What you have to do. In the data below, find each line carrying the string "github" and copy it out.

Excerpted records.
Issue #3937, opened 2018-03-26
Passenger pid and process_group_id should not be tags


AnkurGel:
## Feature Request
Telegraf's Passenger plugin pushes `pid` and `process_group_id` as tags, which quickly becomes too big of a list for a _tag_.(they change on every passenger restart/deploy) I think, cardinality should minimized as much as possible and discussion on https://github.com/influxdata/influxdb/issues/3471#issuecomment-125278928 also seems to agree on that. Should we rather have them as `fields`?

### Proposal:
Move `tag` and `process_group_id` from _tag_ to _field_

### Current behavior:
`pid` and `process_group_id` are _tags_ in schema; which is polluting the tag space, impacting influx's granularity.

### Desired behavior:
Maybe moving `pid` and `process_group_id` to field may help. For querying, I am not sure in which case people will feel the need of grouping by them as tag.

danielnelson:
One thing to consider is if we will still have enough unique information, here is an example series key for passenger_process:
```
passenger_process,app_root=/var/app/current,code_revision=899ac7f,group_name=/var/app/current/public,life_status=ALIVE,pid=11553,process_group_id=13608,supergroup_name=/var/app/current/public
```

If we remove pid/process_group_id, you won't be able to track multiple processes whose remaining tags are the same.  Is it possible to have 2 processes at once with the same app_root, group_name, and supergroup_name?  You would have to consider the metric across multiple servers as well.

AnkurGel:
@danielnelson ah yes. You're right. We will miss the stats per passenger process with that. 
Though across multiple host, we will still get `host` as tag so we can differentiate there. But on a same host, across multiple passenger processes of same application, the absence of `pid` tag will remove the granularity (in _group by_) per process. 
Can `pid` and `process_group_id` rather be optional as tag? I'm curious how often are folks interested in seeing timeseries per process?

danielnelson:
Perhaps you could just remove the tags completely in your case using [measurement filtering](https://github.com/influxdata/telegraf/blob/master/docs/CONFIGURATION.md#measurement-filtering):
```
[[inputs.passenger]]
  # ... snip ...
  tagexclude = ["pid", "process_group_id"]
```

PR #3944, opened 2018-03-28
move pid tag to fields

arkpoah:
Having pid in tags creates lot of influxdb series on some architecture with severals passengers apps on severals front servers, then we get an influxdb error : max series per database exceeded.
Don't think pid is useful in tags, so putting it in fields can avoid to change max series per database value on influxdb side.

### Required for all PRs:


danielnelson:
@arkpoah Take a look at https://github.com/influxdata/telegraf/issues/3937, I think we may need pid to provide uniqueness to the series.

arkpoah:
Thx, I'll use tagexclude then.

Answer area.
Telegraf's Passenger plugin pushes `pid` and `process_group_id` as tags, which quickly becomes too big of a list for a _tag_.(they change on every passenger restart/deploy) I think, cardinality should minimized as much as possible and discussion on https://github.com/influxdata/influxdb/issues/3471#issuecomment-125278928 also seems to agree on that. Should we rather have them as `fields`?
Perhaps you could just remove the tags completely in your case using [measurement filtering](https://github.com/influxdata/telegraf/blob/master/docs/CONFIGURATION.md#measurement-filtering):
@arkpoah Take a look at https://github.com/influxdata/telegraf/issues/3937, I think we may need pid to provide uniqueness to the series.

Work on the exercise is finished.